What you are asked to do
Needed from the entries below: every line that holds the word "github".

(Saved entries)
PR #983, opened 2019-10-11
add tensorflow codegen using IR

typhoonzero:
Part work of: https://github.com/sql-machine-learning/sqlflow/issues/805


pkg/sql/codegen/tensorflow/codegen.go
```diff
@@ -0,0 +1,251 @@
...
+
+// Train generates a Python program for train a TensorFlow model.
+func Train(ir codegen.TrainIR) (string, error) {
+	trainParams := make(map[string]interface{})
+	modelParams := make(map[string]interface{})
+	for attrKey, attr := range ir.Attributes {
+		if strings.HasPrefix(attrKey, "train.") {
+			trainParams[strings.Replace(attrKey, "train.", "", 1)] = attr
+		}
+		if strings.HasPrefix(attrKey, "model.") {
```
tonyyang-svail, line 136: `model.hidden_units = [10, 10]` or `hidden_units = [10, 10]`? Shall we make the model parameters consistent with XGBoost?

tonyyang-svail (approved):
As the first PR on TF over IR, it LGTM.

pkg/sql/codegen/tensorflow/codegen.go
typhoonzero: Should be `model.hidden_units`, to be consistent with all current docs: https://github.com/sql-machine-learning/sqlflow/blob/develop/README.md#quick-overview

tonyyang-svail:
TODO:

1. More codegen test coverage using `feature_derivation_case.train`.
2. EndToEnd test like `TestEnd2EndMySQLIR` in `cmd/sqlflowserver/main_test.go`.
3. Use `pkg/sql/codegen/attribute`.

pkg/sql/codegen/tensorflow/codegen.go
tonyyang-svail: I see. Let's keep the current way and discuss this in an issue.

Written response
Part work of: https://github.com/sql-machine-learning/sqlflow/issues/805
typhoonzero: Should be `model.hidden_units`, to be consistent with all current docs: https://github.com/sql-machine-learning/sqlflow/blob/develop/README.md#quick-overview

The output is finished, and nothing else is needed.